I know I may not look like it, but I’m that cold-blooded business attorney that will tear a business apart to get my clients paid. Because of that knowledge, I’ve saved my clients hundreds of millions of dollars over the years. If you don’t pay close attention, then you’ll get to see someone like me chopping your childhood dream into pieces in Court.

Cover Your Assets to Stay Rich

If you already own, or are preparing to build, your own business, then you absolutely MUST protect yourself from the liabilities of your company to stay rich. Otherwise, you may end up losing your boats, guns, RVs, and other toys in the event that an employee of your business makes a mistake.

Under Texas law, you can organize your business structure in a manner that protects you personally from the judgments and debts of your company. Some of these structures are: Corporations (Inc.), Limited Partnerships (Ltd.), and Limited Liability Companies (LLC).

Selecting a business structure depends on your Management plan, long-term goals, investment options, and desired tax methods. Personally, I prefer paying fewer taxes, but to each their own.

How Bad Could It Be?

Let’s pretend for a moment that you’re considering opening up your own coffee shop, but you don’t want to stay rich when you make it big. You enter into a 3-year lease for your storefront, you negotiate a contract for a steady supply of coffee beans, and you lease a billboard for advertisement.

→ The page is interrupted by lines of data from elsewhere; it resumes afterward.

PR #99, opened 2017-02-05
added a command line flag and associated code to support dumb terminals

aperotte:
Emacs and other subshells that manage their own input result in noisy output at the cling interpreter.  More specifically, entering "int x = 5;" at the prompt will result in the interpreter recursively printing the input adding one character each time - "iinintint int xint x int x =int x = int x = 5int x = 5;int x = 5;".   This seems to be because cling cannot control the cursor location in dumb terminals and therefore cannot update the text at the prompt with each new character.  It instead prints each update.

Subshells such as those in emacs, manage user input until a newline and then send the input to the underlying process.  The output of the underlying process is echoed in the subshell.  Because this shell is managed and cling does not have as much control, this results in noisy output.

This pull request adds a command line flag to indicate whether this is a dumb terminal.  If so, it does not update the content of the terminal on each input character and does not add a newline (since the dumb terminal would add its own).  This is implemented as a member variable of the TextInput class.

### DIFF
--- a/lib/Interpreter/InvocationOptions.cpp
+++ b/lib/Interpreter/InvocationOptions.cpp
@@ -63,6 +63,7 @@ namespace {
                                InputArgList& Args) {
     Opts.ErrorOut = Args.hasArg(OPT__errorout);
     Opts.NoLogo = Args.hasArg(OPT__nologo);
+    Opts.DumbTerm = Args.hasArg(OPT__dumbterm);
     Opts.ShowVersion = Args.hasArg(OPT_version);
     Opts.Help = Args.hasArg(OPT_help);
     if (Arg* MetaStringArg = Args.getLastArg(OPT__metastr, OPT__metastr_EQ)) {
@@ -136,7 +137,7 @@ void CompilerOptions::Parse(int argc, const char* const argv[],
 }
 
 InvocationOptions::InvocationOptions(int argc, const char* const* argv) :
-  MetaString("."), ErrorOut(false), NoLogo(false), ShowVersion(false),
+  MetaString("."), ErrorOut(false), NoLogo(false), DumbTerm(false), ShowVersion(false),
   Help(false) {
 
   ArrayRef<const char *> ArgStrings(argv, argv + argc);
--- a/lib/UserInterface/UserInterface.cpp
+++ b/lib/UserInterface/UserInterface.cpp
@@ -98,6 +98,9 @@ namespace cling {
     UITabCompletion* Completion =
                       new UITabCompletion(m_MetaProcessor->getInterpreter());
     TI.SetCompletion(Completion);
+    if (m_MetaProcessor->getInterpreter().getOptions().DumbTerm) {
+        TI.SetIsDumbTerm(true);
+    }
 
     std::string Line;
     std::string Prompt("[cling]$ ");
--- a/lib/UserInterface/textinput/TextInput.cpp
+++ b/lib/UserInterface/textinput/TextInput.cpp
@@ -31,6 +31,7 @@
 namespace textinput {
   TextInput::TextInput(Reader& reader, Display& display,
                        const char* HistFile /* = 0 */):
+  fIsDumbTerm(false),
   fMasked(false),
   fAutoHistAdd(true),
   fLastKey(0),
@@ -61,9 +62,11 @@ namespace textinput {
     }
     fContext->GetEditor()->ResetText();
 
-    // Signal displays that the input got taken.
-    std::for_each(fContext->GetDisplays().begin(), fContext->GetDisplays().end(),
-             std::mem_fun(&Display::NotifyResetInput));
+    if (!fIsDumbTerm) {
+        // Signal displays that the input got taken.
+        std::for_each(fContext->GetDisplays().begin(), fContext->GetDisplays().end(),
+                      std::mem_fun(&Display::NotifyResetInput));
+    }
 
     ReleaseInputOutput();
 
@@ -124,7 +127,9 @@ namespace textinput {
              || (*iR)->HaveBufferedInput()) {
         if ((*iR)->ReadInput(nRead, in)) {
           ProcessNewInput(in, R);
-          DisplayNewInput(R, OldCursorPos);
+          if (!IsDumbTerm()) {
+              DisplayNewInput(R, OldCursorPos);
+          }
           if (fLastReadResult == kRREOF
               || fLastReadResult == kRRReadEOLDelimiter)
             break;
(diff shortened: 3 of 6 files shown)


karies:
Thanks, Adler!

> therefore cannot update the text at the prompt with each new character. It instead prints each update.

I was hoping for textinput to only print that new character. That's what I expected it to do - instead of re-writing the whole line. Can you find out / remind us why it prints everything again and again when adding a single character?

If we manage to fix that (i.e. only add that new character) then we don't need a flag at all - everything will work, magically :-)

aperotte:
I'll take a look!  However, I do think it's still a better user experience if the input is not echoed at all on these dumb terminals because the input will already be there and would be duplicated if there is any printing on user input.

karies:
Let's step back for a second: when I run `M-x term` in emacs and then start cling, the prompt without your patch seems to work fine. I have this as TERM:

```
$ echo $TERM
eterm-color
```

What do you have?

aperotte:
Yes, unfortunately, term is not the subshell that the other emacs tools are built on (comint, for example).  I believe that the tools are built on eshell which is why the interactive cling mode that I am working on for emacs has the noisy echo.

```
Welcome to the Emacs shell

~ $ echo $TERM
dumb
~ $ 
```

karies:
Ah that's great! textinput already checks for `$TERM` (in TerminalDisplayUnix.cpp) - can we switch to dumb mode for a dumb TERM instead of adding an extra flag?

aperotte:
Yes, that makes sense!  I'll look into that.

karies:
Any news? I really like your patch, and changing this to be `$TERM` sensitive sounds like a small-ish change?

aperotte:
I've been swamped, but I will work on it very soon

aperotte:
Sorry for the delay.  I pushed an update to my fork that removes the flag and detects when terminal type is "dumb".  However, since I had to make the change to TerminalDisplay, this may affect Windows as well (which I didn't test).  Since TerminalDisplay has a fTerm field that holds the terminal type as a string, I set it to "win" in the subclass TerminalDisplayWin

lib/Interpreter/InvocationOptions.cpp
```diff
@@ -145,9 +145,11 @@ void CompilerOptions::Parse(int argc, const char* const argv[],
 }
 
 InvocationOptions::InvocationOptions(int argc, const char* const* argv) :
+
```
karies: Can you remove the changes in this file from this PR?

lib/UserInterface/UserInterface.cpp
```diff
@@ -98,6 +98,9 @@ namespace cling {
     UITabCompletion* Completion =
                       new UITabCompletion(m_MetaProcessor->getInterpreter());
     TI.SetCompletion(Completion);
+    if (D->GetTERM() &&  strstr(D->GetTERM(), "dumb")) {
+        TI.SetIsDumbTerm(true);
```
karies: Can't this be done inside textinput itself? See below...

lib/UserInterface/textinput/TerminalDisplay.h
```diff
@@ -40,6 +40,8 @@ namespace textinput {
     void Detach();
     void DisplayInfo(const std::vector<std::string>& Options);
     bool IsTTY() const { return fIsTTY; }
+    void SetTERM(const char* TERM) { fTERM = TERM; };
+    const char* GetTERM() { return fTERM; };
```
karies: These interfaces (nor the data member) should not be needed, see below. Instead we'd need an `IsDumb()`.

lib/UserInterface/textinput/TextInput.cpp
```diff
@@ -31,6 +31,7 @@
 namespace textinput {
   TextInput::TextInput(Reader& reader, Display& display,
                        const char* HistFile /* = 0 */):
+  fIsDumbTerm(false),
```
karies: Isn't that a property of the `TerminalDisplay`? I'd prefer to have the interface there.

lib/UserInterface/textinput/TerminalDisplayUnix.cpp
```diff
@@ -119,6 +119,7 @@ namespace textinput {
     TerminalConfigUnix::Get().TIOS()->c_lflag |= ECHOCTL|ECHOKE|ECHOE;
 #endif
     const char* TERM = getenv("TERM");
+    SetTERM(TERM);
```
karies: If `TERM` is `"dumb"`, the dumb flag on the `TerminalDisplay` base should be set.

lib/UserInterface/textinput/TextInput.cpp
```diff
@@ -61,9 +62,11 @@ namespace textinput {
     }
     fContext->GetEditor()->ResetText();
 
-    // Signal displays that the input got taken.
-    std::for_each(fContext->GetDisplays().begin(), fContext->GetDisplays().end(),
-             std::mem_fun(&Display::NotifyResetInput));
+    if (!fIsDumbTerm) {
+        // Signal displays that the input got taken.
+        std::for_each(fContext->GetDisplays().begin(), fContext->GetDisplays().end(),
+                      std::mem_fun(&Display::NotifyResetInput));
```
karies: The `if` should test the display of the current iteration: if it's dumb, don't call NotifyResetInput..

lib/UserInterface/textinput/TextInput.cpp
```diff
@@ -124,7 +127,9 @@ namespace textinput {
              || (*iR)->HaveBufferedInput()) {
         if ((*iR)->ReadInput(nRead, in)) {
           ProcessNewInput(in, R);
-          DisplayNewInput(R, OldCursorPos);
+          if (!IsDumbTerm()) {
```
karies: I'd move that `if` into `DisplayNewInput`, testing the dumbness of the display.

lib/UserInterface/textinput/TextInput.h
```diff
@@ -88,6 +88,13 @@ namespace textinput {
     void EnableAutoHistAdd(bool enable = true) { fAutoHistAdd = enable; }
     void AddHistoryLine(const char* line);
 
+    // Dumb terminal getter and setter
+    bool IsDumbTerm() const {return fIsDumbTerm;}
+    void SetIsDumbTerm(bool isDumbTerm) { fIsDumbTerm = isDumbTerm; }
+
+  protected:
+    bool fIsDumbTerm; // whether this is a dumb terminal or not
```
karies: These should all be moved to `TerminalDisplay`.

aperotte:
I will take a look, thanks for the comments.

lazywithclass:
@Axel-Naumann Hello, I'd love this to get merged. C++ is definitely not my thing but I'm learning it, would you be open to accept the requested changes and possibly give me some advice on the way?

aperotte:
Hi, apologies, but I had to stop working on this pull request because of other responsibilities.  I would also love to see this completed if @rilerez or @lazywithclass has some time to work on the refactoring and new conflicts.

rilerez:
Has there been any progress? If not, I'm happy to give it a go, but I might need some pointers to get started.

ferdymercury:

Since you didn’t want to waste time with limiting your liabilities, you decided to just start ordering everything with personal checks, signing leases in your name, and entering into contracts as an individual.

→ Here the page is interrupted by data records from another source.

PR #100, opened 2017-02-07
Add ability to control cling output streams colorization.

marsupial:
Don't know if this never was or was lost during the move to cling::errs() etc, but it's very nice.
Default to colorize when running in a terminal.

### DIFF
--- a/lib/Utils/Output.cpp
+++ b/lib/Utils/Output.cpp
@@ -8,47 +8,82 @@
 //------------------------------------------------------------------------------
 
 #include "cling/Utils/Output.h"
+
+#include "llvm/Support/Format.h"
+#include "llvm/Support/Process.h"
 #include "llvm/Support/raw_os_ostream.h"
-#include <atomic>
+
 #include <iostream>
 
 namespace cling {
   namespace utils {
 
-    ///\brief Unbuffer the llvm::raw_os_ostream wrapper
-    /// Shouldn't affect the underlying iostream buffering
-    template <unsigned I>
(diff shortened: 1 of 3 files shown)


lib/Utils/Output.cpp
```diff
@@ -8,47 +8,82 @@
...
+      return sOut;
     }
 
     llvm::raw_ostream& errs() {
-      static llvm::raw_os_ostream S(std::cerr);
-      // For command line applications, it make sense to run unbuffered
-      // so that we will synch with llvm::errs()
-      Unbuffer<2>(S);
-      return S;
+      static ColoredOutput sErr(std::cerr);
```
karies: Can we not re-use the `raw_fd_ostream` here instead of implementing the color actions ourselves?

marsupial: Large point of having cling::errs / cling::outs was that `llvm::raw_fd_ostream` wasn't synching very well on Windows. By using `llvm::raw_os_ostream` that problem goes away and you get synch with `std::out/cerr` for free. Plus a guarantee of synch with `stdout/stderr` via the std, something else `llvm::outs/errs` could not provide.

karies:
Okay - that's really unfortunate :-( I'd rather have a patch on clang (the we upstream) than having to maintain our own stream that now even needs color support... But I like colors, so this *is* an improvement ;-) Thanks - merged!

marsupial:
I agree its a bit wonky. But colors are great, and it lets the standard handle the threading issues more gracefully, and can easily be removed if `llvm::raw_os_ostream` ever supports coloring.

PR #101, opened 2017-02-07
Add some accessors to Interpreter.

marsupial:
Makes it easier to get a DiagnosticsEngine and current source location (ignoring wrapping)
without knowing about CompilerInstance or other internals.

Really helps moving to using DiagnosticsEngine to report errors upstream.


lib/Interpreter/Interpreter.cpp
```diff
@@ -1034,6 +1037,21 @@ namespace cling {
...
+  clang::SourceLocation Interpreter::getSourceLocation(bool skipWrapper) const {
+    const Transaction* T = getLatestTransaction();
+    if (!T)
+      return SourceLocation();
+
+    const SourceManager &SM = getCI()->getSourceManager();
+    if (skipWrapper) {
+      cling::ostrstream Strm;
+      Strm << "void " << utils::Synthesize::UniquePrefix << m_UniqueCounter
+           << "(void* vpClingValue) {\n ";
```
karies: This looks really fragile - if we ever change `WrapInput()` then we'll get a wrong offset here.

Could we move this code into a separate function and then have it called from here and from `WrapInput()`?

marsupial: The only way I saw to do this was refactor some stuff.
In particular removing the createUniqueWrapper (the optimization of inserting the name into the AST tree seems un-needed and pretty dependent on clang).
Removed some stuff that was duplicate code and not used in either cling or ROOT.

karies:
Perfect, thanks a lot for refactoring that! Merged!

PR #102, opened 2017-02-07
Force __cxa_demangle to null terminate its output.

marsupial:
Turns out some older gcc implementation either do not honor or were written before the docs for `__cxa_demangle`, and they return the size of the buffer allocated not the string length.


karies:
Yup, we saw that, too - merged, thanks!

PR #103, opened 2017-02-08
Fix returning to stdout after redirection.

marsupial:
Calling dup2 to get back to STDOUT_FILENO will reopen stdout without line buffering if no output had been written before the redirect occurred.


karies:
Wonderful, that does it! And I'll still look into reducing the amount of Attach/Detach calls - it's probably related to PR #99 Thanks for this fix and pointing out the Attach issue!

marsupial:
Don't forget the other issue where ROOT should be creating `MetaProcessor::MaybeRedirectOutputRAII` before it writes its prompt.

PR #104, opened 2017-02-08
Fixes for Windows test.

marsupial:
Whether these functions aren't being exported because of CMake, the build configuration, or MSVC thinking they shouldn't be is unknown to me.

### DIFF
--- a/test/Driver/E.C
+++ b/test/Driver/E.C
@@ -6,10 +6,10 @@
 // LICENSE.TXT for details.
 //------------------------------------------------------------------------------
 
-// RUN: %cling -dM -E -xc++ /dev/null | grep CLING | FileCheck %s
+// RUN: echo "" | %cling -dM -E -xc++ -std=c++11 | grep CLING | FileCheck %s
 
 // CHECK: #define __CLING__ 1
 // CHECK: #define __CLING__CXX11 1
-// CHECK: #define __CLING__{{GNUC|clang}}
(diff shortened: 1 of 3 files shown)


test/Driver/E.C
```diff
@@ -6,10 +6,9 @@
 // LICENSE.TXT for details.
 //------------------------------------------------------------------------------
 
-// RUN: %cling -dM -E -xc++ /dev/null | grep CLING | FileCheck %s
+// RUN: echo "" | %cling -dM -E -xc++ -std=c++11 | grep CLING | FileCheck %s
```
karies: Why do we need to pass `-std=c++11`?

test/Driver/E.C
```diff
@@ -6,10 +6,9 @@
...
 
 // CHECK: #define __CLING__ 1
 // CHECK: #define __CLING__CXX11 1
-// CHECK: #define __CLING__{{GNUC|clang}}
```
karies: Can we instead add a `__CLING__MSVC`?

test/Driver/E.C
marsupial: I want to force c++11 for the __CLING__CXX11 check.
At some point (MSVC) c++14/17 may be the default?

test/Driver/E.C
marsupial: Updated.
Seems a wiser solution.

karies:
Yippee, thanks! :-) Merged.

PR #105, opened 2017-02-08
Add -noruntime flag to force cling to load minimum decls at startup

marsupial:
This makes it tons easier to debug DeclUnload and discover what isn't being unloaded.

May be helpful for discussions relating to DeclUnloading as it allows on to run cling in a way where startup only...for example proving the test case in #95 is an accurate


vgvassilev:
This makes sense to me. I think we should make it even a default mode when running cling in the test suite. In the cases where we need extra runtime (eg. ValuePrinting) we should explicitly enable it. Maybe this way we can encourage writing more platform independent tests...

marsupial:
Running it as the default in tests makes no sense as it disables runtime printing.
And as most users will never touch it makes the test suit less reliable.

Any platform dependent behavior need in a test can now be written using cling to preprocess the output and pipe that back into itself.

pcanal:
I agree it seems best to thoroughly test the mode most used by users :)

karies:
Nice, thanks, merged!

PR #106, opened 2017-02-08
Travis: Try to get in the OS X queue faster

marsupial:
CI is always waiting for OS X machines at the end, by interleaving them in the build config try and get into the queue faster while Linux builds can carry on.


karies:
Merged, thanks!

Unfortunately, another world-wide pandemic hits, which essentially closes your doors. Because business isn’t doing so hot, after a few months you have to close up your shop. After closing the doors, your business mail starts showing up at your house. All these creditors are demanding that you personally pay for the company’s debts since on paper, it just looks like you’re an eccentric individual with a serious coffee addiction.

What Else Could You Do?

Let’s go back and imagine that before you started signing your life away, you organized as a Limited Liability Company (LLC). Then, instead of signing your own name on all of those leases and contracts, you signed your company’s name as the responsible party.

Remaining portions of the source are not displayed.